Christy Lockstein5 Stars Out Of 5April 21, 2009Christy LocksteinGardening Eden by Michael Abbate is a thoughtful response to global warming and Christianity. Global warming has been a hot topic on the news for the last several years, and the Church's response has varied from disdainful denial to eager embrace of the news. Abbate takes the stance that whether you believe that the world is suffering from major climate change or not, God gave dominion of the earth to mankind during Creation, and that requires us to be good stewards of the earth's resources. He gives weight to the various arguments against environmentalism, and takes a common sense approach to how Christians should act. The world is a beautiful creation on which every single thing belongs to God, and it's our responsibility to take good care of it, and that means making changes in our everyday lives. Abbate includes big and small ways to be more green, including some easy changes.

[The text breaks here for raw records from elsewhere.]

PR #4998, opened 2021-05-11
[fr] auxiliaire manquant

Rebecca-auque:


languagetool-language-modules/fr/src/main/resources/org/languagetool/rules/fr/grammar.xml
```diff
@@ -18435,6 +18435,72 @@ though, and has since been slightly modified)-->
...
+                </pattern>
+                <filter class="org.languagetool.rules.fr.FindSuggestionsFilter" args="wordFrom:2 desiredPostag:V.*(ind|sub).*2.s removeSuggestionsRegexp:^.*[éè]$"/>
+                <message>Un verbe conjugué est généralement attendu après le pronom personnel sujet « \1 ».</message>
+                <suggestion>as \2</suggestion>
+                <suggestion>avais \2</suggestion>
+                <suggestion>es \2</suggestion>
+                <suggestion>étais \2</suggestion>
+                <suggestion><match no="2" postag="V.* ppa.*" postag_regexp="yes" postag_replace="V.* ind psim 1 s"/></suggestion>
+                <example correction="as eu|avais eu|es eu|étais eu|eus|es|eus">Tu <marker>eu</marker> la chance d'exercer le métier de conseiller pendant 1 an.</example>
+            </rule>
```
udomai, line 18454: I like this rule!!

In this case, the filter is not needed, right? What was going on with those suggestions? There's something going wrong in the replacement process. I only recommend `postag_replace` if you want to recycle part of the original postag. Since this is not the case here, you can do it much more easily. Also, I've added an example with another verb, just to check if everything looks fine:


```xml
           <rule>
                <pattern>
                    <token>tu</token>
                    <marker>
                        <token postag="V.* ppa.*" postag_regexp="yes"></token>
                    </marker>
                </pattern>
                <message>Un verbe conjugué est généralement attendu après le pronom personnel sujet « \1 ».</message>
                <suggestion>as \2</suggestion>
                <suggestion>avais \2</suggestion>
                <suggestion>es \2</suggestion>
                <suggestion>étais \2</suggestion>
                <suggestion><match no="2" postag="V [a-z]* ?ind psim 2 s" postag_regexp="yes"/></suggestion>
                <example correction="as eu|avais eu|es eu|étais eu|eus">Tu <marker>eu</marker> la chance d'exercer le métier de conseiller pendant 1 an.</example>
                <example correction="as vu|avais vu|es vu|étais vu|vis">Tu <marker>vu</marker> la gueule du mec?</example>
            </rule>
```

udomai (changes requested):

languagetool-language-modules/fr/src/main/resources/org/languagetool/rules/fr/grammar.xml
Rebecca-auque: I put the filter for the first subrule as I thought sometimes it can be one of the past tense suggested but it could also be another tense (past tense or not). For example, 'tu mangé' could be 'tu mangeais'. So I thought the suggestion scope could be improved with the filter.

udomai: I see! That makes sense. We need to prioritize the suggestions here, since the user will only see five of them. You could throw out the suggestions with "avais" and "étais" and put `{suggestion}` in fourth position. If my arithmetic is right, that should allow for two suggestions from the filter :)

I try to bring reusable bags every time I go grocery shopping, and I've become a lot more careful about how much driving I do in my gas-guzzling van. Abbate offers solutions even for those who may not have a lot of cash to start buying organic food or completely remodel their home. I appreciated Abbate's reasoned response to the issues. Without taking sides in the political debate or making the reader feel guilty, he encourages responsible living as a requirement of faith.